■ **REQUIRED ACTION**:
Check each line of the listing for the string "praise". Copy those where it appears.

═══ DATA ═══

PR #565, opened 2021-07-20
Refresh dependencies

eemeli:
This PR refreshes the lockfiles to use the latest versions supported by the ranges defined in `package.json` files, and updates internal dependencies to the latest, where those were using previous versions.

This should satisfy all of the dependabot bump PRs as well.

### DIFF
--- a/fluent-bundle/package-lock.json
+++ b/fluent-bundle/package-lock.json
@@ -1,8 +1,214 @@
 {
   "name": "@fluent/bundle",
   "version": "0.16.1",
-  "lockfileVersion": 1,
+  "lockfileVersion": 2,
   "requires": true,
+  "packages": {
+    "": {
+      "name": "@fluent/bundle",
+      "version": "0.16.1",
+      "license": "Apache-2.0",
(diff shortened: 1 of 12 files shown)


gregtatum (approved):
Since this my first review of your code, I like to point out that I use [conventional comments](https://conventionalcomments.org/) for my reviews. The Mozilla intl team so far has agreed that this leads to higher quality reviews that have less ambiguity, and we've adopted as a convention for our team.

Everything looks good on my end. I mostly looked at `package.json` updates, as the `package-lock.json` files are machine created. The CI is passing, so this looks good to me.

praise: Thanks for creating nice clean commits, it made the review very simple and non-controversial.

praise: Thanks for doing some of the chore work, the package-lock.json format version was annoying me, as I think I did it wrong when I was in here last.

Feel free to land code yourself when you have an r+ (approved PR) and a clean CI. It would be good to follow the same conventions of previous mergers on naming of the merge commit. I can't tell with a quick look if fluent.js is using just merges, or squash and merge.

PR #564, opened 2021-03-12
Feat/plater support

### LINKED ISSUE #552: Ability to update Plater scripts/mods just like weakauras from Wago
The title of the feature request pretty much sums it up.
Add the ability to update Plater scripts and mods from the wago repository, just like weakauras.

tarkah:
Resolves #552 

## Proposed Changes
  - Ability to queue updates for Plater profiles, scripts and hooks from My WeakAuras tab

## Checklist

═══

■ **RESULT FOR THIS EXERCISE**:
praise: Thanks for creating nice clean commits, it made the review very simple and non-controversial.
praise: Thanks for doing some of the chore work, the package-lock.json format version was annoying me, as I think I did it wrong when I was in here last.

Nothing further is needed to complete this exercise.